Plagiarism Checker is a Django-based web application that allows users to check for plagiarism in text documents. It utilizes various algorithms and techniques to compare and analyze text similarity.
To run the project, follow these steps:
- Clone the repository:
git clone <repository_url>
- Navigate to the project directory:
cd Plagiarism_Checker
- Install the dependencies:
pip install -r requirements.txt
- Run the application:
python manage.py runserver
- Access the application in your web browser at:
http://localhost:8000
The Plagiarism Checker web application is built using the following technologies:
-
Python: The primary programming language used for developing the application. Python is known for its simplicity, readability, and vast ecosystem of libraries and frameworks.
-
Django: A high-level Python web framework that provides a robust and efficient development environment for building web applications. Django follows the Model-View-Controller (MVC) architectural pattern and offers features like URL routing, template rendering, and database abstraction.
-
NLTK: The Natural Language Toolkit (NLTK) is a Python library used for natural language processing (NLP). It provides various tools and resources for tasks like tokenization, stemming, part-of-speech tagging, and stopword removal.
-
Google Custom Search JSON API: The Google Custom Search JSON API is utilized for performing web searches and retrieving search results. It allows the application to query the Google search engine programmatically and obtain relevant information.
-
PyPDF2: A Python library for extracting text and metadata from PDF files. PyPDF2 enables the application to read and process PDF documents, making it possible to check for plagiarism in PDF files.

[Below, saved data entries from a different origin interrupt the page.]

PR #578, opened 2025-07-22
Add LoaderProviderInterface so different loaders can be configured

kynx:
I'm implementing SEAL in a multi-tenant environment with identical indexes prefixed with the tenant name. Following on from the suggestion at https://github.com/PHP-CMSIG/search/discussions/266 I plan to write a custom `LoaderInterface` implementation to handle this. However, with the Mezzio integration `PhpFileLoader` is hard-coded in the `@internal` `SealContainerFactory`.

This PR adds a `LoaderProviderInterface` and by default maps it to a `PhpFileLoaderProvider`, which follows the same logic as before. Now weirdos like me can override it if needed 😁

### DIFF
--- a/integrations/mezzio/src/ConfigProvider.php
+++ b/integrations/mezzio/src/ConfigProvider.php
@@ -29,11 +29,27 @@ use CmsIg\Seal\Adapter\Typesense\TypesenseAdapterFactory;
 use CmsIg\Seal\EngineInterface;
 use CmsIg\Seal\EngineRegistry;
 use CmsIg\Seal\Integration\Mezzio\Service\CommandAbstractFactory;
+use CmsIg\Seal\Integration\Mezzio\Service\LoaderProviderInterface;
+use CmsIg\Seal\Integration\Mezzio\Service\PhpFileLoaderProvider;
 use CmsIg\Seal\Integration\Mezzio\Service\SealContainer;
 use CmsIg\Seal\Integration\Mezzio\Service\SealContainerFactory;
 use CmsIg\Seal\Integration\Mezzio\Service\SealContainerServiceAbstractFactory;
 use CmsIg\Seal\Schema\Schema;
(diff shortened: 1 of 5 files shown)


kynx:
Hrm, don't quite understand why it fails - I'm have a hell of a job getting the tests going locally because of a `no APPLICATION_ID or ADMIN_API_KEY provided` trying to create the Algolia client. And hints on what I should set those to?

alexander-schranz:
I'm still not sure about this as decorating the PHPFileLoader should still be possible.

Still to run the tests set the `ALGOLIA_DSN` env variable.
You require an algolia account which provides you the information for the DSN:

```
ALGOLIA_DSN=algolia://<APPLICATION_ID>:<ADMIN_API_KEY>
```

See https://www.algolia.com/doc/libraries/php/v4/ and https://dashboard.algolia.com/account/api-keys

kynx:
Thanks @alexander-schranz . The idea here is exactly to allow `SealContainerFactory` to use a decorated loader. Right now it's doing a `new PhpFileLoader()` so I can't see how that's possible: https://github.com/PHP-CMSIG/search/blob/9ab7dd2ad89732fcbf6c112aa5af6f4c969fbfff/integrations/mezzio/src/Service/SealContainerFactory.php#L96. But maybe I'm missing something.

kynx:
Turns out I don't really need the multiple adapter config, and there's other stuff that requires some decoration, so it's easier for me to write my own factories. Thanks.

alexander-schranz:
I will need to have a deeper look at decorating SEAL services, why it seems to be easy in Symfony projects. I need to get more familiar why other dependency injection containers have here some problems. I plan as soon as I got some time to provide a documentation about the decorate PHPFileLoader, if you have other parts still let me know as it sure want to provide documentation examples for such overrides also.

PR #580, opened 2025-07-24
Add searchable and filterable fields during replicate creation in Algolia

bobbyzholmes:
added searchable and filterable fields to the replicate creation


alexander-schranz:
Thank you @bobbyzholmes I pushed some changes so the `geo` field is correctly replaced for the replica and the `attributeForDistinct` also set in the replica.

PR #594, opened 2025-08-03
Fix issues with filters by Date Fields

### LINKED ISSUE #587: Filters not working like expected for date fields
Currently the Loupe adapter stores dates as timestamps, whereas the Elasticsearch adapter uses its native date field. Unless I'm mistaken, this means the same `Search` cannot work with both.

It would be nice to provide an abstraction for this. I suggest using PHP's `DateTimeImmutable` and converting to the required format in the `SearcherInterface` implementation. Thoughts?

alexander-schranz:
Filters based on `datetime` fields seems currently not work correctly in:

 - [x] Loupe (expect integer in filter)
 - [x] Typesense (expect integer in filter)
 - [x] Meilisearch (expect integer in filter, and schema as integer) (requires drop reindex)
 - [x] Algolia (expect integer in filter, and schema as integer) (requires drop reindex)
 - [x] RediSearch (expect integer in filter, and schema as integer) (requires drop reindex)
 - [x] Solr (expect specific format in filters, and in indexing) (requires drop reindex)

⚠️ `Marshaller` and `Flattenmarshaller` services also changed the `dateAsInteger: true` was removed in favor of `dateFormat: 'U'`. To allow different date formats for Example for Solr which requires a specific format. As they are still `@internal` there are no issues with BC Break here. But still a reindex is required for Solr, Redisearch and 

fixes #587

### BC Breaks

For `Meilisearch`, `Algolia`, `RediSearch` and `Solr` the saving of the date time type changed and requires a drop reindex. `cmsig:seal:reindex --drop`.

### DIFF
--- a/packages/seal-algolia-adapter/src/AlgoliaSearcher.php
+++ b/packages/seal-algolia-adapter/src/AlgoliaSearcher.php
@@ -34,6 +34,7 @@ final class AlgoliaSearcher implements SearcherInterface
         private readonly SearchClient $client,
     ) {
         $this->marshaller = new Marshaller(
+            dateFormat: 'U',
             geoPointFieldConfig: [
                 'name' => '_geoloc',
                 'latitude' => 'lat',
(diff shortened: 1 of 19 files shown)


packages/seal-meilisearch-adapter/src/MeilisearchIndexer.php
```diff
@@ -29,6 +29,7 @@ public function __construct(
         private readonly Client $client,
     ) {
         $this->marshaller = new Marshaller(
+            dateFormat: 'U',
```
alexander-schranz, line 32: if I understood correctly https://www.meilisearch.com/docs/learn/filtering_and_sorting/working_with_dates

sorting works by date strings, but for filters we need save a unixtimestamp. So I use like in Loupe and Typesense a UnixTimestap now.

packages/seal-solr-adapter/src/SolrIndexer.php
```diff
@@ -29,6 +29,7 @@ public function __construct(
         private readonly Client $client,
     ) {
         $this->marshaller = new FlattenMarshaller(
+            dateFormat: 'Y-m-d\TH:i:s\Z',
```
alexander-schranz, line 32: Solr Expect a specific date format, While it did work with our `c` format it did remove the timezone incorrectly and so the filters didn't work for exact matches. We are now converting it into correct values.

packages/seal-algolia-adapter/src/AlgoliaSearcher.php
```diff
@@ -34,6 +34,7 @@ public function __construct(
         private readonly SearchClient $client,
     ) {
         $this->marshaller = new Marshaller(
+            dateFormat: 'U',
```
alexander-schranz, line 37: same as for Meilisearch the Algolia requires a unixtimestamp for filtering: https://www.algolia.com/doc/guides/managing-results/refine-results/filtering/how-to/filter-by-attributes/#filter-by-date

The project follows the following directory structure:
plagiarismchecker/
urls.py
views.py
algo/
ConsineSim.py
WebSearch.py
fileSimilarity.py
main.py
templates/
index.html
doc_compare.html
plagiarismchecker/
: Main directory containing the Django project files.urls.py
: URL configuration for the Django project.views.py
: Contains the view functions for handling web requests and rendering templates.algo/
: Directory containing the algorithm-related modules.ConsineSim.py
: Module for calculating cosine similarity of two strings.WebSearch.py
: Module for performing web searches and retrieving search results.fileSimilarity.py
: Module for calculating file similarity using TF-IDF.main.py
: Module for finding similarity using the implemented algorithms.
templates/
: Directory containing the HTML templates for rendering the web pages.index.html
: Template for the main homepage.doc_compare.html
: Template for comparing two documents.
The urls.py file in the project handles the URL routing and maps them to the corresponding view functions. Here's a brief overview of the URL patterns:
-
path('')
: The main homepage URL that renders the home view function. -
path('compare/')
: URL for comparing two documents, mapped to the fileCompare view function. -
path('test/')
: URL for performing a web search for a given text and displaying the results, mapped to the test view function. -
path('filetest/')
: URL for performing a web search for a text document (in .txt or .docx format) and displaying the results, mapped to the filetest view function. -
path('twofiletest1/')
: URL for comparing two text inputs, mapped to the twofiletest1 view function. -
path('twofilecompare1/')
: URL for comparing two text documents (in .txt or .docx format), mapped to the twofilecompare1 view function.
These URL patterns define the different routes available in the Plagiarism Checker web application and specify the corresponding functions that handle the requests and generate the appropriate responses.
-
home(request)
: Renders the homepage template (index.html
) when a GET request is made to the root URL ("/"). -
test(request)
: Performs web search and calculates the similarity percentage for a given text query. Renders the homepage template (index.html
) with the search results. -
filetest(request)
: Reads the content of a text file (.txt) or a Word document (.docx), performs web search, and calculates the similarity percentage. Renders the homepage template (index.html
) with the search results. -
fileCompare(request)
: Renders the document comparison page template (doc_compare.html
). -
twofiletest1(request)
: Compares two text inputs and calculates the similarity percentage. Renders the document comparison page template (doc_compare.html
) with the comparison result. -
twofilecompare1(request)
: Reads the content of two text files (.txt) or Word documents (.docx), compares them, and calculates the similarity percentage. Renders the document comparison page template (doc_compare.html
) with the comparison result.
These views handle different actions and interactions within the web application, such as searching for plagiarism, comparing text or document similarity, and rendering the appropriate templates with the results.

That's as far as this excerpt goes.